# Naive Set Theory

A sets is a collection of mathematical objects. The order doesn’t matter and we ignore duplicates.

We say that A = { 1, 2, 3 } is a set. This means that A is a collection with 1, 2, and 3 as elements. We list all object contained in the set and delimit it with curly braces.

## Elements

Some object x is an element of A if x is part of the collection A.

We say x *is an element of* A or x *is in* A.

Alternatively, we could say that x is *not* an element of A or x *is not in* A.

## Operations on Sets

Let A = { 1, 2, 3} and B = { 3, 4, 5 }. We can perform operations of two or more sets, with each operation yielding a new set.

### Union

The union operator creates a new set containing all objects that are both in A or in B.

So the *union* of A and B or A *union* B will contain the object 1, 2, 3, 4, and 5.

### Intersection

The intersection operator creates a new set containing object common to both A and B.

So the *intersection* of A and B or A *intersection* B will contain the object 3 since it’s the only object in both sets.

### Difference

The difference operator creates a new set with all elements of A but none of the elements of B.

So the *difference* of A and B or A *difference* B will contain the object 1, and 2.
Note that the object 3 is excluded since it’s also an element of B.

## Subsets

We say that A *is a subset of* B if all elements of A are also elements of B.

Let A = { 1, 2 } and B = { 1, 2, 3, 4, 5 }.

Here A *is a subset of* B since 1 and 2, all elements in A, are also elements in B.

## Empty Set

The empty set, or {}, or ∅ is a set containing no elements. Defining such set might seem confusing, but it’s very useful.

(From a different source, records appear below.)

PR #346, opened 2017-01-29
Fixes #325: Closes Soft Keyboard if it opens on activity recreation

### LINKED ISSUE #325: Keyboard keeps popping up when Theme is changed after typing a message
The keyboard does not hide after there is a change in theme when the user is typing the message. Then this keeps up in a cycle as and when i keep changing the theme.

g_20170125_0222423

@kunall17 @timabbott . I'd like to work on this.

nitish1211:
Fixes #325 

Here I am closing the keyboard if it remains open at startup.

### DIFF
--- a/app/src/main/java/com/zulip/android/activities/ZulipActivity.java
+++ b/app/src/main/java/com/zulip/android/activities/ZulipActivity.java
@@ -56,6 +56,7 @@ import android.view.Menu;
 import android.view.MenuItem;
 import android.view.View;
 import android.view.ViewPropertyAnimator;
+import android.view.WindowManager;
 import android.view.animation.Interpolator;
 import android.view.inputmethod.InputMethodManager;
 import android.widget.AdapterView;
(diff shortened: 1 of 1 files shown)


smarx:

@nitish1211, it looks like you've already signed the Dropbox CLA. Thanks!

kunall17:
Already there is a method https://github.com/nitish1211/zulip-android/blob/bcc4643fff3e8f80e38b5a07baa7b6d48c610657/app/src/main/java/com/zulip/android/activities/ZulipActivity.java#L615 use this one!

nitish1211:
It does not work because `view=null` as the focus is not on any view(Usually when we use that method the focus is on the editText which is using it hence view wont be null) .So this check https://github.com/nitish1211/zulip-android/blob/bcc4643fff3e8f80e38b5a07baa7b6d48c610657/app/src/main/java/com/zulip/android/activities/ZulipActivity.java#L618 fails

kunall17:
@nitish1211 ok makes sense! 

@timabbott LGTM!

timabbott:
Merged as d3868cb4efbbcbb46680144a20aca428fc8b2e7a after tweaking the commit message style, thanks @nitish1211!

## Set-Builder and Set-Roster Notation

All the sets we’ve seen so far are discribed by listing out all its elements, that’s called set-roster notation, set-roaster notation is pretty straight-forward, they’re very easy to read and write. See for example:

The set containing all positive even integers:

A = { 2, 4, 6, 8, 10, … }. The three dots at the end are used to indicate that this pattern continues forever.

The set containing this sequence:

B = { 1, 20, 110, 340, 780, 1500, 2570, …, 500500, 544620 }. The three dots in the middle are used to indacate that the pattern continues up to the last elements listed.

But it doesn’t take long to realize the downsides of this notation, the pattern it presents must be obvious to anyone reading it, otherwise we cannot possibly know what’s the next element going to be. And it’s just tiring to write out all elements of some big set.

For constructing larger and/or more precise sets we can use the set-builder notation. Instead of listing all elements of a particular set, we write a condition that every object must meet in order to be included in the set. See for example:

The set containing all positive even integers:

A = {x | x is an positive even integer } or A = {x is in N | 2x and x > 0 }. Here are two always to write the same set in set-builder notation. We begin by specifying an variable and a condition said variable must meet.

## Family of Sets

Sets are a collection of mathematical objects and sets themselves are mathematical objects so we can have sets containing other sets as its elements with no problems.

Let A = { {1, 2}, {3, 4}, {5, 6} }. A only has 3 elements, the set { 1, 2 }, {3, 4}, and { 5, 6 }. The objects 1 or 2 are not elements of A.

### Power Sets

The power set of a set contains all possible subsets of that set. Let A = { 1, 2 }, then *the power set of* A or, as it’s usually denoted, *P*(A) = { ∅, {1}, {2}, {1, 2} }.

The empty set is a subset of all sets.

## Famous Sets

The set of natural numbers contains all counting numbers, 1, 2, 3, and so on, sometimes mathematicians also include 0 in this set.

N = { 1, 2, 3, 4, 5, … }.

The set of integers contains all the positives, negatives, and zero.

Z = { 1, 2, 3, 4, 5, … }.

The set of rational numbers contains all numbers that can be expressed as some number integer *a* over another integer *b*.

Q = { …, -2/4, -1, 0, 1, 1/2, 3/2, … }.

The set of irrational numbers, that is, numbers that cannot be expressed as a fraction of two integers don’t have a consistent letter associated with them, most of the time a capital I is used.

I = { …, sqrt(2), 3, pi, … }.

Then there’s the set of real numbers, it’s just the union of the rationals and irrationals.

R = { …, -3, 0, 1, 3/2, sqrt(2), 3, pi, … }.